*WORK REQUIRED*
Determine how many lines in these records hold "available". Only the number is wanted.

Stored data
┄┄┄┄┄┄┄┄┄┄┄┄┄┄┄┄┄┄┄┄

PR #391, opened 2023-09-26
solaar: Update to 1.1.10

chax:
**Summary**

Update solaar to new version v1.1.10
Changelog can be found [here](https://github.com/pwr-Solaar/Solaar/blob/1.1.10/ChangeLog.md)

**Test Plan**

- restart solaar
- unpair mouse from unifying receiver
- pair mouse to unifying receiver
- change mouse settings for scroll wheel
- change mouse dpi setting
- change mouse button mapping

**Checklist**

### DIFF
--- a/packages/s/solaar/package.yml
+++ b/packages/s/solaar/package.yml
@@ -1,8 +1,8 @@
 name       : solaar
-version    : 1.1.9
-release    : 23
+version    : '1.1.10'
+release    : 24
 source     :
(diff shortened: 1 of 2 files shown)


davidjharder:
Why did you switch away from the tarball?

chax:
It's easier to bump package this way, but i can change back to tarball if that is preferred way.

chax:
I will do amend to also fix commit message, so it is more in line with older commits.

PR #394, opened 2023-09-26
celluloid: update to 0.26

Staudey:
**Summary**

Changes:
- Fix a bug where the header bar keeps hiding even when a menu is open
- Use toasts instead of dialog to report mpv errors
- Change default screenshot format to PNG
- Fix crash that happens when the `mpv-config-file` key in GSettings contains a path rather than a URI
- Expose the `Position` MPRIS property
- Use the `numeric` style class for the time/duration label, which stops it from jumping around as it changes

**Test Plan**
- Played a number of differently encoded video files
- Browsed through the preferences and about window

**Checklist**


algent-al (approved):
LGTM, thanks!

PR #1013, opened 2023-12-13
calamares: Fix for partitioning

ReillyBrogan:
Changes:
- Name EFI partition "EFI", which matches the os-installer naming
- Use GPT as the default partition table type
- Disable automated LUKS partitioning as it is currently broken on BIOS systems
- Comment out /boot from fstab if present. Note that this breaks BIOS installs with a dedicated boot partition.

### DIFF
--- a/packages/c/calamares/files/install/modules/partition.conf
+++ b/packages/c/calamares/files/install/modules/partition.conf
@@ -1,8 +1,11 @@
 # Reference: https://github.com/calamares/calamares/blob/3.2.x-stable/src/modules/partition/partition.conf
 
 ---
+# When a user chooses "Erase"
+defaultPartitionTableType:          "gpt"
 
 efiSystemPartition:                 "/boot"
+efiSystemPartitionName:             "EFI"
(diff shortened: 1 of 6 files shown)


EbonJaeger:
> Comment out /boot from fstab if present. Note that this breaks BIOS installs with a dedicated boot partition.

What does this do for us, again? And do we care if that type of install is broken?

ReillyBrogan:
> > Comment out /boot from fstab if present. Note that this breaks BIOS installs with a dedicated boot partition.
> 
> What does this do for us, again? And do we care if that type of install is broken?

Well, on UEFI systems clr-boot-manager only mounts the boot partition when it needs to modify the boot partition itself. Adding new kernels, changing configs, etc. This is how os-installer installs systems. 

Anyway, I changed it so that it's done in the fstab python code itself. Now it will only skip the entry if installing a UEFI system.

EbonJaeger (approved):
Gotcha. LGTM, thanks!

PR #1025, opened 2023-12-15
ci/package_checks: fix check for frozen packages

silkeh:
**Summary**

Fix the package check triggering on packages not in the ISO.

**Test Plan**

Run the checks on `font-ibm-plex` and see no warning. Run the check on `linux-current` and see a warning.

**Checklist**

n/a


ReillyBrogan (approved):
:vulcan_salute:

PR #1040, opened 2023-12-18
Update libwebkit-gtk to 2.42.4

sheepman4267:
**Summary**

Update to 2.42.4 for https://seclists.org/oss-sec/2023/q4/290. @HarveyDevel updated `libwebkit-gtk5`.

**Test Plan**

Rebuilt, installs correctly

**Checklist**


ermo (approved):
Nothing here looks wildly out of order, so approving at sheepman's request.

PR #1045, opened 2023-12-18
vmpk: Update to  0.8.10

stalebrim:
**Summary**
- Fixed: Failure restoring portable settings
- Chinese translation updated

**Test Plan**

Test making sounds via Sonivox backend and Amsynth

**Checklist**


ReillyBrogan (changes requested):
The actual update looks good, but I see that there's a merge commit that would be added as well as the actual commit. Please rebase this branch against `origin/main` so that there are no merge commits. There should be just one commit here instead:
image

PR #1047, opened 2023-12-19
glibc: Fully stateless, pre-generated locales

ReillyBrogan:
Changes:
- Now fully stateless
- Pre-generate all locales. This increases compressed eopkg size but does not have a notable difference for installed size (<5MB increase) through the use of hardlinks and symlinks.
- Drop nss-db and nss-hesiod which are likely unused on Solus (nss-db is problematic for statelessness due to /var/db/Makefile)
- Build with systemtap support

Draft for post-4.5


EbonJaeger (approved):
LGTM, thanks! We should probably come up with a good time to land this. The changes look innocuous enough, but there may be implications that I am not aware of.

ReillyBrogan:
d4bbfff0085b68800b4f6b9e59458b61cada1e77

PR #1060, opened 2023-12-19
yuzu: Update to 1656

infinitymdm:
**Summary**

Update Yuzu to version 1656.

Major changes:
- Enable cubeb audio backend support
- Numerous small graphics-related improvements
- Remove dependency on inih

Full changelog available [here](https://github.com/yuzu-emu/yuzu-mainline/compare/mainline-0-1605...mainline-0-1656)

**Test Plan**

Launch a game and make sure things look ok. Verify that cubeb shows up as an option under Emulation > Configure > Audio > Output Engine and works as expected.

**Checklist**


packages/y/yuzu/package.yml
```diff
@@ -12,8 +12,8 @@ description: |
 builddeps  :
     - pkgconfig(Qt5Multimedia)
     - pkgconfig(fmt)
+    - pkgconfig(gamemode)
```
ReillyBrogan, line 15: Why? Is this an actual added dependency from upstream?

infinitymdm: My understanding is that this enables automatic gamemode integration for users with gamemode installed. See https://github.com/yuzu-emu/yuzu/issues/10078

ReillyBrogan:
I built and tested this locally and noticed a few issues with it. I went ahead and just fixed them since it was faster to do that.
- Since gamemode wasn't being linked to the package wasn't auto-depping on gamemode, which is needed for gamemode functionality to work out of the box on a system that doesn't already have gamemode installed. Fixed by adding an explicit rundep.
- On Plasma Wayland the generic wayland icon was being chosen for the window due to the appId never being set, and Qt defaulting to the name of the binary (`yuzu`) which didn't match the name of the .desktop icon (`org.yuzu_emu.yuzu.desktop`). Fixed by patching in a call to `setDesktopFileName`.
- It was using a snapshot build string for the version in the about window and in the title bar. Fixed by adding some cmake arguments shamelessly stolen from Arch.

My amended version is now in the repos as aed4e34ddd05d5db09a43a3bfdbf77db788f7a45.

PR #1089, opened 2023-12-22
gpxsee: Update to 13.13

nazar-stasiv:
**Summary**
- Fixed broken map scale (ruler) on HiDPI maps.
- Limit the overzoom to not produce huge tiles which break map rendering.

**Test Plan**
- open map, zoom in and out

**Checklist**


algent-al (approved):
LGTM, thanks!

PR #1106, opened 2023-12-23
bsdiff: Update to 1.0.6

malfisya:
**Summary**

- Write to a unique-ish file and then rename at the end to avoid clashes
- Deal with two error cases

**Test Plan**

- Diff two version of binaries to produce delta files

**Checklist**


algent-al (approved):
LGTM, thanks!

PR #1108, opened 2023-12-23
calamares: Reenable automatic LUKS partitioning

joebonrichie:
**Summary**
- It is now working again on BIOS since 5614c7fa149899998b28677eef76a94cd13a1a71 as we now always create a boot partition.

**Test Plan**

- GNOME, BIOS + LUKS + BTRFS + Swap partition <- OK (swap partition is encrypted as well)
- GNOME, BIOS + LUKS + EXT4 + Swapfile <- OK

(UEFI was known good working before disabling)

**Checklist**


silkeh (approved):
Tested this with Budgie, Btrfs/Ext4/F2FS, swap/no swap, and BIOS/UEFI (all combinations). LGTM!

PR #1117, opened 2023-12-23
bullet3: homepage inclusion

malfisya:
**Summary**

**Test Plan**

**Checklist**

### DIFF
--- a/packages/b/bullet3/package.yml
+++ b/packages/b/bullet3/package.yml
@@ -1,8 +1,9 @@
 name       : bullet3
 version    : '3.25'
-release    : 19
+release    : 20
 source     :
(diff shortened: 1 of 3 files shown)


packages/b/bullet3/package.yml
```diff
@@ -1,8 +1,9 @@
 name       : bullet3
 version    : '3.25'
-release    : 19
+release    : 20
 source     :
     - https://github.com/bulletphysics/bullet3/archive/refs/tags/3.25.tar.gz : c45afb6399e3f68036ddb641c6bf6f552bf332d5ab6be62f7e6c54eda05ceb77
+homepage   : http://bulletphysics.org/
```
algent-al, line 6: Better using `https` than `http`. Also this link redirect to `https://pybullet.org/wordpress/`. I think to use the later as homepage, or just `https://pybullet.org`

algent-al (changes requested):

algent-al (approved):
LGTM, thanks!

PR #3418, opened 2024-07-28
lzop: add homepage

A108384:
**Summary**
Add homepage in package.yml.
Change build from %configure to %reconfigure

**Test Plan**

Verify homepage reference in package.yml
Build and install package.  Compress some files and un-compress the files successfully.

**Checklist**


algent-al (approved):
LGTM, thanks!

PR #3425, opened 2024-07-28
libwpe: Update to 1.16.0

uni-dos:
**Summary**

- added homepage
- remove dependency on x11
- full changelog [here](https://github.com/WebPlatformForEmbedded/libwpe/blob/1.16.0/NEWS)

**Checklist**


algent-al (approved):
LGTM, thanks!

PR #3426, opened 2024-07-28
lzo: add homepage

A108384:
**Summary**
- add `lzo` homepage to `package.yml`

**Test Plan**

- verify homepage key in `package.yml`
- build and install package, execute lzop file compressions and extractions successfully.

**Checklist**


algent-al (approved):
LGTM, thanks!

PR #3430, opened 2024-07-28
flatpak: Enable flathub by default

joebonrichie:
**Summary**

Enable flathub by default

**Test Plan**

┄┄┄┄┄┄┄┄┄┄┄┄┄┄┄┄┄┄┄┄

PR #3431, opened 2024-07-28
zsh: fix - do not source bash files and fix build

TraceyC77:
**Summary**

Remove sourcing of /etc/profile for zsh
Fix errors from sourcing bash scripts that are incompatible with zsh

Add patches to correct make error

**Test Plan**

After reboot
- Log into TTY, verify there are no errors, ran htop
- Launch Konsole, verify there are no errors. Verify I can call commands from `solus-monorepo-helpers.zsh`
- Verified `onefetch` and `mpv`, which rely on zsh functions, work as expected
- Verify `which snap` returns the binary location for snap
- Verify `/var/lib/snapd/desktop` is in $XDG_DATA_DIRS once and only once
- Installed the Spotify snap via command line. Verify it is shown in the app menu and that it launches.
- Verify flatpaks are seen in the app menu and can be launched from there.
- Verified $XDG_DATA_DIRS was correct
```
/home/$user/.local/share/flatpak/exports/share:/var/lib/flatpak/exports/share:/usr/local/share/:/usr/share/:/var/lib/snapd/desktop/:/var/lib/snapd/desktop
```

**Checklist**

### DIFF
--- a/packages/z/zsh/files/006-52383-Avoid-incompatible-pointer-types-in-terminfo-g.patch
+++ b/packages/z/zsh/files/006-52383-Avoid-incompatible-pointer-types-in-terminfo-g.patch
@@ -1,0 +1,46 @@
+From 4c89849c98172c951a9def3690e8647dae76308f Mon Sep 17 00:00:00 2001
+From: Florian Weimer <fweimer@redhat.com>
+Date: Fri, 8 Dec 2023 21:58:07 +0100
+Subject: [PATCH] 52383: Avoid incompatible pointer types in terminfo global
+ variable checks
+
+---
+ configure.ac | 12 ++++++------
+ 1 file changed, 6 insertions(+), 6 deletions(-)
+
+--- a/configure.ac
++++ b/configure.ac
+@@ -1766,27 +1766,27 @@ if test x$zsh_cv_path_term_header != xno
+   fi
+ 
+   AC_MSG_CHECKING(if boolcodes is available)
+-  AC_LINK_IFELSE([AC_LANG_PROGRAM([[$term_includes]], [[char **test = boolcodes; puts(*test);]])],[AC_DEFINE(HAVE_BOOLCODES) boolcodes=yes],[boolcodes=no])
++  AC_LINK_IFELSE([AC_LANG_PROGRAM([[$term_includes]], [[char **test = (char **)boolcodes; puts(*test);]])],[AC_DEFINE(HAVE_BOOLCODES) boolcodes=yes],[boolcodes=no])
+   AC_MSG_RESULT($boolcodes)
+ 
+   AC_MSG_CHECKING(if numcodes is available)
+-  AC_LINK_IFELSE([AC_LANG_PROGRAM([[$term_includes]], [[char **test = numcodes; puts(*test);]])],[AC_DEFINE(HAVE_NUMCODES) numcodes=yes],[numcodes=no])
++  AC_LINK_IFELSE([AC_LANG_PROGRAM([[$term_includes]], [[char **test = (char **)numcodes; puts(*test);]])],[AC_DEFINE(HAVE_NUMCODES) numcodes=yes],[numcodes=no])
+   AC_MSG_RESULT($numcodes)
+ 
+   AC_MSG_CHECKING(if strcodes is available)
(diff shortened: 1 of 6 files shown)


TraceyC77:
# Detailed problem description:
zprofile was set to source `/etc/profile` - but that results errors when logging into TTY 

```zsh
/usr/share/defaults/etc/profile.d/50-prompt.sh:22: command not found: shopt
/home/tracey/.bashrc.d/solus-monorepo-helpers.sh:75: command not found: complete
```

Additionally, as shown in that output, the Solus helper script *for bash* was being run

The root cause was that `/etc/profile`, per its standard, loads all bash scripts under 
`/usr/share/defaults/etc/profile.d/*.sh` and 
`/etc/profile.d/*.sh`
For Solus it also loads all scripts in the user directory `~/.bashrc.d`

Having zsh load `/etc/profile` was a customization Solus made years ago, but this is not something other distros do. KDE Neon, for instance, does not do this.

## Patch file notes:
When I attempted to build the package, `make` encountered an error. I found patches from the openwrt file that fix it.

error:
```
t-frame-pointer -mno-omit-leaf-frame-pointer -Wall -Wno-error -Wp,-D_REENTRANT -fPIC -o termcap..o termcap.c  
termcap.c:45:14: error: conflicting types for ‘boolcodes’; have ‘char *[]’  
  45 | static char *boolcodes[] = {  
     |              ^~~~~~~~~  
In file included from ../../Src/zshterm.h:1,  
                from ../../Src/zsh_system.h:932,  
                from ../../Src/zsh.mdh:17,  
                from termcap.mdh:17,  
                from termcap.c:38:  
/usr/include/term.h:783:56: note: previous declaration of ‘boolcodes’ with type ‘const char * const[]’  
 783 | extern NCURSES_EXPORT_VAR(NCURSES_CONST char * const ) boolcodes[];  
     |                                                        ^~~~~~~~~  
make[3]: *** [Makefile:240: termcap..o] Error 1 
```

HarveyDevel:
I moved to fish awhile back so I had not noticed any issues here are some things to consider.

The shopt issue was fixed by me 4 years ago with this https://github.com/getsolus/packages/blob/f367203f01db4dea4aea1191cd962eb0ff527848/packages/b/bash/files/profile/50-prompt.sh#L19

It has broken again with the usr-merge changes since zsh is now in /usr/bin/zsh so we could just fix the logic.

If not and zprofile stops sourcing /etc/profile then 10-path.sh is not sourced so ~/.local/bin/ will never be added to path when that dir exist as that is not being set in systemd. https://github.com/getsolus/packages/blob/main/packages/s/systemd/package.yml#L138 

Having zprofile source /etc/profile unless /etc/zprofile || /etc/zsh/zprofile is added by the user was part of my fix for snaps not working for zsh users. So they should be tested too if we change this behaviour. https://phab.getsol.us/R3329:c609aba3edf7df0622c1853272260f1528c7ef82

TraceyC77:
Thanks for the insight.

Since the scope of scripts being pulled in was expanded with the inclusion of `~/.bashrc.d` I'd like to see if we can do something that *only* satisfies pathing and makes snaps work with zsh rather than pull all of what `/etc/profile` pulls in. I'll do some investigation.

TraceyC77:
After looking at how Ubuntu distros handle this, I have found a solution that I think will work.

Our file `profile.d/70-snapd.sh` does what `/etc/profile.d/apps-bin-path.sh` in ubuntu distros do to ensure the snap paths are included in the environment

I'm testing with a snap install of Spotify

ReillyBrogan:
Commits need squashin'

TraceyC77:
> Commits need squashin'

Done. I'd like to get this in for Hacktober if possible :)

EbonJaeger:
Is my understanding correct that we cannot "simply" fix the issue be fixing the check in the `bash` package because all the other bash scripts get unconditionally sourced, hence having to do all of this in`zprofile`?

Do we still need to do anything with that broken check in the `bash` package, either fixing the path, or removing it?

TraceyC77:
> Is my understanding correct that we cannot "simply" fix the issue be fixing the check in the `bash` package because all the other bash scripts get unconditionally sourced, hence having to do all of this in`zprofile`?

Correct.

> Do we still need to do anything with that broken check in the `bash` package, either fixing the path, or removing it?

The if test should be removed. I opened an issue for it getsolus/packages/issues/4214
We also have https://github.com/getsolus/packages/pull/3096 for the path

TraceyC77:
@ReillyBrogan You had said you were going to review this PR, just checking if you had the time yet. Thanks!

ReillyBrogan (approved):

┄┄┄┄┄┄┄┄┄┄┄┄┄┄┄┄┄┄┄┄

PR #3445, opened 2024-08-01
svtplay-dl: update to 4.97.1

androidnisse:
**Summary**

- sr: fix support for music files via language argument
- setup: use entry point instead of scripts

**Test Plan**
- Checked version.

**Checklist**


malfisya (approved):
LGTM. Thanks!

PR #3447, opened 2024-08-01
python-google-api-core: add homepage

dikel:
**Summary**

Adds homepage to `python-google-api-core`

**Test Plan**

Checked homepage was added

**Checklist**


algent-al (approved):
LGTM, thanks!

┄┄┄┄┄┄┄┄┄┄┄┄┄┄┄┄┄┄┄┄

*EXERCISE RESPONSE*
4